A few pages more and there was an article by Jane Briant Quinn on how the SS system is set up. Without saying the words, it was set up just like a Ponzi Scheme that forces new investors to join and pay in.
I disagree. If person A has earned an SS benefit of $2000 and there is 3% inflation, $60 inflation adjustment keeps person A whole.
BUT, if person B has only earned a $1000 benefit, $30 keeps person B whole.
Equal colas for everyone unfairly redistributes money from those who earned to those who did not.
Irrelevant, SS funding has always be held and accounted for separately, no matter how reported.
"The United States government adopted a unified budget in the Johnson administration in 1968, beginning with the 1969 budget. The surplus in the Social Security OASDI (Old Age Survivors and Disabilities Insurance) budget offsets the total deficit, making it appear smaller than it otherwise would.
The Budget Enforcement Act of 1990, however changed this so that the two Social Security Trust Funds, and the operations of the Postal Service, are considered to be 'off-budget' and are excluded from the unified budget. This means that the Social Security Tax is not counted as revenue to the General Fund, and interest paid to the Trust Funds is counted as an expense to an external entity. Often Federal budget reports will contain two sets of numbers for the yearly Federal Budget: an 'off-budget' deficit (or surplus) and an 'on-budget' deficit (or surplus) the former of course including the receipts and outlays of these budgets, but by law for purposes of balancing the budget they are 'off-budget'."
Congress has borrowed $2.9 trillion from Social Security. So it’s just a matter of semantics. Or kind of like in the movie Dumb and Dumber were the guys got a briefcase full of handwritten IOUs! So yep the Congressional IOUs are still there, go luck getting Congress to repay.

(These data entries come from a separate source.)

Issue #502, opened 2015-10-05
RestorationData prevents going backwards in Survey


md0u80c9:
- I have an ORKNavigableOrderedTask with multiple FormSteps in.
- Start the task.
- Complete to second or third page of the form.
- Hit cancel. taskViewControllerSupportsSaveAndRestore is supported, so we 'Save for later'.
- Task is reopened using  taskViewController = ORKTaskViewController(task: StrokeNurseAdmission, restorationData: draft, delegate: self)

Result: The task opens on the page we were last working with. However, back navigation has been removed, so the last completed page is now the first available step in the navigation hierarchy.

NB I haven't managed to test whether this just applies to ORKNavigableOrderedTask or to ORKOrderedTask.

rsanchezsaez:
This is expected behavior, as it was agreed that the ivar that the accessory that `ORKNavigableOrderedTask` uses for maintaining backwards navigation state (`_stepIdentifierStack`) was not a core part of a navigable ordered task, and as such it was nor persisted when using *NSCoding* (which is used when creating or reading restoration data).

We should improve the documentation to make this clear.

---

Or we could change course and save/restore the step identifier stack after all.

md0u80c9:
Hi,

I guess this depends on the use case. I think the current situation may be inconsistent for users: you can go forwards and backwards through a survey, but if you 'save draft' when you return you can't go backwards.

For complex forms being able to traverse the form is very useful.

You may gather my application is looking at stroke care management: the stroke nurse form is a complex one looking at the immediate post-stroke care (to then produce a printable record and then submission to the UK Sentinel Stroke Audit) - and for them it is invaluable to be able to go back and modify their answers if need be. I can see for simpler cases this wouldn't be needed (but then again of course if it's simpler you also may not need to save work in progress at all!)

YuanZhu-apple:
@rsanchezsaez Thanks for joining this discussion. 

`_stepIdentifierStack` is a *state* which is not normally be a part of `Model Object` (e.g. task or step). And all the states should be living on `ORKTaskViewController` and be persisted during restoration.

I talked with @jwe-apple, we would like let `ORKTaskViewController` maintain this identifier stack, and use it to provide a hint in the protocol call. It requires to change API `stepBeforeStep:` to something like `stepBeforeStep:hintStep:`. Then the `ORKTask instance` can decide how to use it.

What do you think?

rsanchezsaez:
[...]

PR #513, opened 2015-10-07
Use results for backwards navigation in 'ORKNavigableOrderedTask'

rsanchezsaez:
This PR improves the situation described on [Issue #502](https://github.com/ResearchKit/ResearchKit/issues/502).

It removes the `ORKNavigableOrderedTask`'s `_stepIdentifierStack` ivar (used for backwards navigation) and uses the *managed task result* instead. The *managed task result* will only show results for the steps that have been previously visited, so it can be used to simulate the backwards navigation stack.

The `ORKTaskViewController`'s `_managedStepIdentifiers` ivar has been converted into an `NSMutableOrderedSet`. When an already visited step is shown (either by going back, or by following a loop in a navigable ordered task), all the managed step identifiers which come later than the step being shown are removed.

This commit also updates `ORKTest` by removing the *Save For Later* navigable ordered task archiving (which is no longer needed) and adds an `Ordered Loop Task` example which can be used to test backwards navigation when looping.

Some minor style refactor was also done on `ORKTest`, and `ORKResult` `description` methods were extended and homogenized for easier debugging.

### DIFF
--- a/ResearchKit/Common/ORKHelpers.m
+++ b/ResearchKit/Common/ORKHelpers.m
@@ -547,10 +547,5 @@ void ORKAdjustPageViewControllerNavigationDirectionForRTL(UIPageViewControllerNa
 }
 
 NSString *ORKPaddingWithNumberOfSpaces(NSUInteger numberOfPaddingSpaces) {
-    NSMutableString *padding = [NSMutableString new];
-    while (numberOfPaddingSpaces) {
-        [padding appendString:@" "];
-        numberOfPaddingSpaces--;
-    }
-    return padding;
+    return [@"" stringByPaddingToLength:numberOfPaddingSpaces withString:@" " startingAtIndex:0];
 }
--- a/ResearchKit/Common/ORKHelpers.m
+++ b/ResearchKit/Common/ORKHelpers.m
@@ -545,3 +545,12 @@ void ORKAdjustPageViewControllerNavigationDirectionForRTL(UIPageViewControllerNa
         *direction = (*direction == UIPageViewControllerNavigationDirectionForward) ? UIPageViewControllerNavigationDirectionReverse : UIPageViewControllerNavigationDirectionForward;
     }
 }
+
+NSString *ORKPaddingWithNumberOfSpaces(NSUInteger numberOfPaddingSpaces) {
+    NSMutableString *padding = [NSMutableString new];
+    while (numberOfPaddingSpaces) {
+        [padding appendString:@" "];
+        numberOfPaddingSpaces--;
+    }
+    return padding;
+}
--- a/ResearchKit/Common/ORKNavigableOrderedTask.m
+++ b/ResearchKit/Common/ORKNavigableOrderedTask.m
@@ -81,11 +81,9 @@
         if (nextStepIdentifier) {
             nextStep = [self stepWithIdentifier:nextStepIdentifier];
             
-            #if defined(DEBUG) && DEBUG
             if (step && nextStep && [self indexOfStep:nextStep] <= [self indexOfStep:step]) {
-                ORK_Log_Warning(@"Index of next step (\"%@\") is equal or lower than index of current step (\"%@\") in ordered task. Make sure this is intentional as you could loop idefinitely without appropriate navigation rules.", nextStep.identifier, step.identifier);
+                ORK_Log_Warning(@"Index of next step (\"%@\") is equal or lower than index of current step (\"%@\") in ordered task. Make sure this is intentional as you could loop idefinitely without appropriate navigation rules. Also please note that you'll get duplicate result entries each time you loop over the same step.", nextStep.identifier, step.identifier);
             }
-            #endif
         } else {
             nextStep = [super stepAfterStep:step withResult:result];
         }
@@ -96,9 +94,10 @@
 - (ORKStep *)stepBeforeStep:(ORKStep *)step withResult:(ORKTaskResult *)result {
     ORKStep *previousStep = nil;
     __block NSInteger indexOfCurrentStepResult = -1;
-    [result.results enumerateObjectsUsingBlock:^(ORKResult *result, NSUInteger idx, BOOL * _Nonnull stop) {
+    [result.results enumerateObjectsWithOptions:NSEnumerationReverse usingBlock:^(ORKResult *result, NSUInteger idx, BOOL *stop) {
         if ([result.identifier isEqualToString:step.identifier]) {
             indexOfCurrentStepResult = idx;
+            *stop = YES;
         }
     }];
     if (indexOfCurrentStepResult != -1 && indexOfCurrentStepResult != 0) {
--- a/ResearchKit/Common/ORKNavigableOrderedTask.m
+++ b/ResearchKit/Common/ORKNavigableOrderedTask.m
@@ -41,14 +41,12 @@
 
 @implementation ORKNavigableOrderedTask {
     NSMutableDictionary *_stepNavigationRules;
-    NSMutableOrderedSet *_stepIdentifierStack;
 }
 
 - (instancetype)initWithIdentifier:(NSString *)identifier steps:(NSArray<ORKStep *> *)steps {
     self = [super initWithIdentifier:identifier steps:steps];
     if (self) {
         _stepNavigationRules = nil;
-        _stepIdentifierStack = nil;
     }
     return self;
 }
@@ -91,52 +89,20 @@
         } else {
             nextStep = [super stepAfterStep:step withResult:result];
         }
-        if (nextStep) {
-            [self updateStepIdentifierStackWithSourceIdentifier:step.identifier destinationIdentifier:nextStep.identifier];
-        }
     }
     return nextStep;
-}
-    
-- (void)updateStepIdentifierStackWithSourceIdentifier:(NSString *)sourceIdentifier destinationIdentifier:(NSString *)destinationIdentifier {
-    NSParameterAssert(destinationIdentifier);
-    
-    if (!_stepIdentifierStack) {
-        _stepIdentifierStack = [NSMutableOrderedSet new];
-        // sourceIdentifier is nil if the task starts fresh,
-        // but can have a value if the task is being restored to a specific step
-        if (sourceIdentifier) {
-            [_stepIdentifierStack addObject:sourceIdentifier];
-        }
-        [_stepIdentifierStack addObject:destinationIdentifier];
-        return;
-    }
-    
-    NSUInteger indexOfSource = [_stepIdentifierStack indexOfObject:sourceIdentifier];
-    if (indexOfSource == NSNotFound) {
-        ORK_Log_Warning(@"You are calling an out of on order step in an ongoing task (\"%@\" -> \"%@\"). Clearing navigation stack.", sourceIdentifier, destinationIdentifier);
-        [_stepIdentifierStack removeAllObjects];
-        if (sourceIdentifier) {
-            [_stepIdentifierStack addObject:sourceIdentifier];
-        }
-        [_stepIdentifierStack addObject:destinationIdentifier];
-        return;
-    }
-    
-    NSUInteger stackCount = _stepIdentifierStack.count;
-    if (indexOfSource != stackCount - 1) {
-        [_stepIdentifierStack removeObjectsInRange:NSMakeRange(indexOfSource + 1, stackCount - (indexOfSource + 1))];
-    }
-    [_stepIdentifierStack addObject:destinationIdentifier];
 }
 
 - (ORKStep *)stepBeforeStep:(ORKStep *)step withResult:(ORKTaskResult *)result {
     ORKStep *previousStep = nil;
-    if (_stepIdentifierStack) {
-        NSUInteger indexOfSource = [_stepIdentifierStack indexOfObject:step.identifier];
-        if (indexOfSource != NSNotFound && indexOfSource >= 1) {
-            previousStep = [self stepWithIdentifier:_stepIdentifierStack[indexOfSource - 1]];
+    __block NSInteger indexOfCurrentStepResult = -1;
+    [result.results enumerateObjectsUsingBlock:^(ORKResult *result, NSUInteger idx, BOOL * _Nonnull stop) {
+        if ([result.identifier isEqualToString:step.identifier]) {
+            indexOfCurrentStepResult = idx;
         }
+    }];
+    if (indexOfCurrentStepResult != -1 && indexOfCurrentStepResult != 0) {
+        previousStep = [self stepWithIdentifier:result.results[indexOfCurrentStepResult - 1].identifier];
     }
     return previousStep;
 }
@@ -161,7 +127,6 @@
     self = [super initWithCoder:aDecoder];
     if (self) {
         ORK_DECODE_OBJ_MUTABLE_DICTIONARY(aDecoder, stepNavigationRules, NSString, ORKStepNavigationRule);
-        ORK_DECODE_OBJ_MUTABLE_ORDERED_SET(aDecoder, stepIdentifierStack, NSString);
     }
     return self;
 }
@@ -170,7 +135,6 @@
     [super encodeWithCoder:aCoder];
     
     ORK_ENCODE_OBJ(aCoder, stepNavigationRules);
-    ORK_ENCODE_OBJ(aCoder, stepIdentifierStack);
 }
 
 #pragma mark NSCopying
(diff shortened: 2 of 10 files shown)


ResearchKit/Common/ORKNavigableOrderedTask.m
```diff
@@ -91,52 +89,20 @@ - (ORKStep *)stepAfterStep:(ORKStep *)step withResult:(ORKTaskResult *)result {
...
 - (ORKStep *)stepBeforeStep:(ORKStep *)step withResult:(ORKTaskResult *)result {
     ORKStep *previousStep = nil;
-    if (_stepIdentifierStack) {
-        NSUInteger indexOfSource = [_stepIdentifierStack indexOfObject:step.identifier];
-        if (indexOfSource != NSNotFound && indexOfSource >= 1) {
-            previousStep = [self stepWithIdentifier:_stepIdentifierStack[indexOfSource - 1]];
+    __block NSInteger indexOfCurrentStepResult = -1;
+    [result.results enumerateObjectsUsingBlock:^(ORKResult *result, NSUInteger idx, BOOL * _Nonnull stop) {
+        if ([result.identifier isEqualToString:step.identifier]) {
+            indexOfCurrentStepResult = idx;
```
YuanZhu-apple: Call `stop` after finding it?

ResearchKit/Common/ORKTaskViewController.m
```diff
@@ -1162,19 +1171,10 @@ - (IBAction)flipToPreviousPageFrom:(ORKStepViewController *)fromController {
...
     if ([self shouldPresentStep:step]) {
-        ORKStep *currentStep = _currentStepViewController.step;
-        NSString *itemId = currentStep.identifier;
-        
         stepViewController = [self viewControllerForStep:step];
-        
         if (stepViewController) {
-            // Remove the identifier from the list
-            assert([itemId isEqualToString:_managedStepIdentifiers.lastObject]);
-            [_managedStepIdentifiers removeLastObject];
```
YuanZhu-apple: The intend of this action is exclude the `currentStep` from taskVC's result reporting.
Any reason to not remove current identifier from `_managedStepIdentifiers` when a user hit `back` button?

ResearchKit/Common/ORKTaskViewController.m
```diff
@@ -893,9 +893,18 @@ - (void)showViewController:(ORKStepViewController *)viewController goForward:(BO
...
-        [_managedStepIdentifiers addObject:step.identifier];
+    NSString *stepIdentifier = step.identifier;
+    if (stepIdentifier) {
+        NSUInteger indexOfStep = [_managedStepIdentifiers indexOfObject:stepIdentifier];
+        if (indexOfStep == NSNotFound) {
+            [_managedStepIdentifiers addObject:stepIdentifier];
+        } else {
+            // If the step being shown has been visited before, remove all the managed step identifiers visited after it
+            NSUInteger numberManagedOfStepIdentifiers = _managedStepIdentifiers.count;
+            [_managedStepIdentifiers removeObjectsInRange:NSMakeRange(indexOfStep + 1, numberManagedOfStepIdentifiers - (indexOfStep + 1))];
```
YuanZhu-apple: Can you explain a little bit more about removing the steps in the loop from `_managedStepIdentifiers`?

YuanZhu-apple:
Just a reminder, not forget to update `ORKESerialization`.

rsanchezsaez:
I will make changes and update the unit tests soon.

ResearchKit/Common/ORKTaskViewController.m
rsanchezsaez: This case is taken care by the new `showViewController:`'s `_managedStepIdentifiers` handling code.

ResearchKit/Common/ORKTaskViewController.m
rsanchezsaez: The idea here is that if you loop in a *navigable ordered task*, you don't want to keep duplicate managed step identifiers.

Before this change, managed steps identifiers were being duplicated if you followed a loop, so managed results were showing duplicate entries.

The result of this is that once you take a forward navigation step jump that goes to a previously visited step, all the history after that step is removed (and backwards navigation only takes into account the steps that made you arrive to that step in the first place).

That way, we avoid potentially redundant and very large managed results (and backwards navigation steps).

Navigable ordered tasks with no loops and regular ordered tasks should be unaffected by this change.

ResearchKit/Common/ORKNavigableOrderedTask.m
rsanchezsaez: Will do.

ResearchKit/Common/ORKTaskViewController.m
YuanZhu-apple: in the first place, I don't think a loop should be allowed or in any type of tasks, because:

- If a step was showed to user more than once (not because use click `back` button), it is equivalent to two steps sharing a **same** identifier. Which is strictly forbidden in RK framework.

Current `NSArray` based `_managedStepIdentifiers` does not prevent the loop happening, but it keeps the actual history of the steps has been visited. It is more like a web browser.  

With the implementation of removing current step from `_managedStepIdentifiers` stack when user hit `back button`,  the stack won't keep very large managed identifiers.

ResearchKit/Common/ORKTaskViewController.m
YuanZhu-apple: This is managed as the browser's back stack, remove current item from stack when user hit `back button`.

ResearchKit/Common/ORKTaskViewController.m
YuanZhu-apple: Maybe the code itself is not that obvious.
Currently we use `push`(when user go forward) and `pop`(when user go backward) to maintain the history stack(`_managedStepIdentifiers`). That's why the code is reside in two places.

And I finally figure it out, your solution is trying to consolidate the code into one place instead of two.

It would works identical with the old code when there is no `designed loop` in a task.

But if there is one a designed loop, for example: 

1.  First visit `step1` 
2. Go forward to `step2`  
3. Go forward to `step3` 
4. Go forward to `step2`.

With your code the final results will only include `step1` and `step2`, and `step3` is omitted, which is incorrect.

Let me know what do you think.

rsanchezsaez: I agree that loops are a bit controversial.

Originally, @jwe-apple and I agreed to allow loops and leave its usage as the developer responsibility. We log a warning to the console when a loop is detected: `Index of next step (\"%@\") is equal or lower than index of current step (\"%@\") in ordered task. Make sure this is intentional as you could loop idefinitely without appropriate navigation rules`.

So, do we still want to allow loops or not? I think it's better to have them for maximum flexibility. There might be some edge use cases for which they could be useful. Imagine a question like this: *"In light of this new piece of information, do you wish to change your answers?"*. If the user responds yes, the loop takes it back to a previous point in the survey.

If we do keep them, is it your contention that the `_managedStepIdentifiers` should hold all the history including loops? Aren't you worried about `managedResults` returning duplicate results for all the times the user looped over (even though all results point to the same result item)? Do we want to keep the whole backwards navigation stack including loops?

YuanZhu-apple: A dictionary type `managedResults` stores the actual results, which is used to fill in user's previous answer on previously visited steps. A previous answer cannot be determined if we store multiple copies of answer for same step. Right now, I cannot think of a better way to replace the `managedResults`. Then returning duplicate results for all the times the user looped over is inevitable.

Being said, currently solution is not perfect. If there is a loop,  `managedResults` preserves user's path, but returning same results are for the same steps.

One solution could be to detect the loop within ORKTaskViewController and log warning for the developer and explain the consequences(returning duplicate results).

rsanchezsaez: Ok, I have reverted the behaviour to the previous push/pop stack model, so all the navigation stack (including loops) is preserved. As discussed, the results for revisited steps appear duplicated on the final task result, but all of them point to the same result instance (which correspond to the user's latest answer).

I have also extended the developer warning mentioning this (produced from `ORKNavigableOrderedTask`), and added some *headerdoc* paragraphs explaining this.

rsanchezsaez:
The feedback has been taken care of and the *unit tests* have been updated.

YuanZhu-apple:
I see this PR is trying to extend `ORKResult description`.

But now it is not easy to read in the console. Can you format them like in `NSArray` or `NSDictionary` to include indent and newline breaks?

screen shot 2015-10-14 at 6 01 49 pm

rsanchezsaez:
Sure, I'll do this in the following days.

rsanchezsaez:
Done.

*Before*

    2015-10-19 00:50:11.378 ORKTest[13883:2136732] [ORKTest] task results: <ORKTaskResult: 0x7f8b08f28760; identifier: "NavigableLoopTaskIdentifier"; results: {<ORKStepResult: 0x7f8b08f37870; identifier: "introStep"; results: {}>, <ORKStepResult: 0x7f8b08f62040; identifier: "loopAStep"; results: {}>, <ORKStepResult: 0x7f8b08e91b50; identifier: "branchingStep"; results: {<ORKChoiceQuestionResult: 0x7f8b08ea6da0; identifier: "branchingStep"; answer: (
    scale
    )>}>, <ORKStepResult: 0x7f8b08e8d2c0; identifier: "scaleStep"; results: {<ORKScaleQuestionResult: 0x7f8b08e706f0; identifier: "scaleStep"; answer: 8.725>}>, <ORKStepResult: 0x7f8b08fbb060; identifier: "loopBStep"; results: {<ORKBooleanQuestionResult: 0x7f8b08f763c0; identifier: "loopBStep"; answer: 0>}>, <ORKStepResult: 0x7f8b08f69d20; identifier: "endStep"; results: {}>}>


*After*

    2015-10-19 00:46:32.931 ORKTest[13039:2129957] [ORKTest] task results: <ORKTaskResult: 0x7fe708691740; identifier: "NavigableLoopTaskIdentifier"; results: (
        <ORKStepResult: 0x7fe708689f40; identifier: "introStep"; results: ()>,
        <ORKStepResult: 0x7fe70866ce70; identifier: "loopAStep"; results: ()>,
        <ORKStepResult: 0x7fe70873d7a0; identifier: "branchingStep"; results: (
            <ORKChoiceQuestionResult: 0x7fe70873d7d0; identifier: "branchingStep"; answer:
    (
        scale
    )
            >
        )>,
        <ORKStepResult: 0x7fe70876f910; identifier: "scaleStep"; results: (
            <ORKScaleQuestionResult: 0x7fe70876ff70; identifier: "scaleStep"; answer: 8.725>
        )>,
        <ORKStepResult: 0x7fe70868f9f0; identifier: "loopBStep"; results: (
            <ORKBooleanQuestionResult: 0x7fe708695f60; identifier: "loopBStep"; answer: 0>
        )>,
        <ORKStepResult: 0x7fe7086f5f70; identifier: "endStep"; results: ()>
    )>

ResearchKit/Common/ORKHelpers.m
```diff
@@ -545,3 +545,12 @@ void ORKAdjustPageViewControllerNavigationDirectionForRTL(UIPageViewControllerNa
         *direction = (*direction == UIPageViewControllerNavigationDirectionForward) ? UIPageViewControllerNavigationDirectionReverse : UIPageViewControllerNavigationDirectionForward;
     }
 }
+
+NSString *ORKPaddingWithNumberOfSpaces(NSUInteger numberOfPaddingSpaces) {
+    NSMutableString *padding = [NSMutableString new];
+    while (numberOfPaddingSpaces) {
```
YuanZhu-apple: Can you try this API: 
https://developer.apple.com/library/mac/documentation/Cocoa/Reference/Foundation/Classes/NSString_Class/#//apple_ref/occ/instm/NSString/stringByPaddingToLength:withString:startingAtIndex:

ResearchKit/Common/ORKResult.m
```diff
@@ -1226,6 +1260,21 @@ - (id)answer {
...
 }
 
+- (NSString *)descriptionWithNumberOfPaddingSpaces:(NSUInteger)numberOfPaddingSpaces {
+    NSMutableString *description = [NSMutableString stringWithFormat:@"%@; answer:", [self descriptionPrefixWithNumberOfPaddingSpaces:numberOfPaddingSpaces]];
+    id answer = self.answer;
+    if ([answer isKindOfClass:[NSArray class]]
+        || [answer isKindOfClass:[NSDictionary class]]
+        || [answer isKindOfClass:[NSSet class]]
+        || [answer isKindOfClass:[NSOrderedSet class]]) {
+        [description appendFormat:@"\n%@\n%@>", answer, ORKPaddingWithNumberOfSpaces(numberOfPaddingSpaces)];
```
YuanZhu-apple: It could look nicer if we can apply indentation to native type printings:)

screen shot 2015-10-19 at 2 33 36 pm

ResearchKit/Common/ORKResult.m
```diff
@@ -1773,6 +1822,26 @@ - (ORKResult *)firstResult {
...
 
+- (NSString *)descriptionWithNumberOfPaddingSpaces:(NSUInteger)numberOfPaddingSpaces {
+    NSMutableString *description = [NSMutableString stringWithFormat:@"%@; results: (", [self descriptionPrefixWithNumberOfPaddingSpaces:numberOfPaddingSpaces]];
+    
+    NSUInteger numberOfResults = self.results.count;
+    [self.results enumerateObjectsUsingBlock:^(ORKResult *result, NSUInteger idx, BOOL * _Nonnull stop) {
+        if (idx == 0) {
+            [description appendString:@"\n"];
+        }
+        [description appendFormat:@"%@", [result descriptionWithNumberOfPaddingSpaces:numberOfPaddingSpaces + 4]];
```
YuanZhu-apple: Declare `4` as a constant?

YuanZhu-apple:
Thanks @rsanchezsaez, now the console log is much nicer.

ResearchKit/Common/ORKResult.m
rsanchezsaez: Agreed, but I'm not sure how to do that effectively.

From outside, you can only control indentation of the first line when calling `description` on collection instances (i.e., `NSArray`, `NSDictionary`, `NSSet`, and `NSOrderedSet`).

A way to do this that I can think of is to implement `ork_descriptionWithNumberOfPaddingSpaces:` in extensions for the collection types, which would manually iterate the contents and avoid using `description`.

What do you think? Should I try this approach or do you have any more elegant solution in mind?

YuanZhu-apple: I would do:

```
NSString *description = [answer description];
NSArray *lines= [description componentsSeparatedByString:@"\n"];

// Pad each line
// Join them back to one string

```

rsanchezsaez: Good idea! I'll do this soon.

rsanchezsaez:
Feedback taken care of.

Final result:

    2015-10-20 02:39:29.378 ORKTest[41408:3424955] [ORKTest] task results: <ORKTaskResult: 0x7fef83001000; identifier: "NavigableLoopTaskIdentifier"; results: (
        <ORKStepResult: 0x7fef81cef160; identifier: "introStep"; results: ()>,
        <ORKStepResult: 0x7fef83009820; identifier: "loopAStep"; results: ()>,
        <ORKStepResult: 0x7fef81eaae10; identifier: "branchingStep"; results: (
            <ORKChoiceQuestionResult: 0x7fef81e9a710; identifier: "branchingStep"; answer:
                (
                    scale
                )>
        )>,
        <ORKStepResult: 0x7fef81f58220; identifier: "scaleStep"; results: (
            <ORKScaleQuestionResult: 0x7fef81f5a060; identifier: "scaleStep"; answer: 8.725>
        )>,
        <ORKStepResult: 0x7fef81ce87f0; identifier: "loopBStep"; results: (
            <ORKBooleanQuestionResult: 0x7fef81cad750; identifier: "loopBStep"; answer: 0>
        )>,
        <ORKStepResult: 0x7fef81ecf960; identifier: "endStep"; results: ()>
    )>

YuanZhu-apple:
Now the formatting looks great. 
This PR is good to go for me!
@umerkhan-apple Any feedback you would like to add?

md0u80c9:
rsanchezsaez: Just a quick thought based on some work this evening. Would the work you have done on this permit an enhancement to be able to reopen a completed survey at a specified page or identifier?

My app is now working using a series of form-based tasks for a patient. It is conceivable that they may need to correct information on one of the values on the form. The restoration data would give us a reconstruction of the task's states. But clearly if you revised a form you would be starting at the last step: more commonly you would want to rewind to the first step.

rsanchezsaez:
Have you seen the [Review Step PR](https://github.com/ResearchKit/ResearchKit/pull/463)? It looks like what you need.

Otherwise, you could use some `ORKTaskViewControllerDelegate` method to save the task view controller's `restorationData` at different times, and use those to restore the forms later on.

Payroll taxes are put immediately into USG T-bills. The T-bills are backed by the full faith and credit of the U.S. government, just like we do for T-bills issued to China, Japan, etc. By 2034 all of those T-bills will have been redeemed exhausting the SSTF. SS has been running in the red for more than a decade, i.e., benefits exceed revenue collected. To make up the shortfall, T-bills are cashed in by the SSTF. It is done every year.
I will note that the SSTF, Medicare Trust Fund, Federal Employees Trust Fund, etc. are included in our $32 trillion national debt.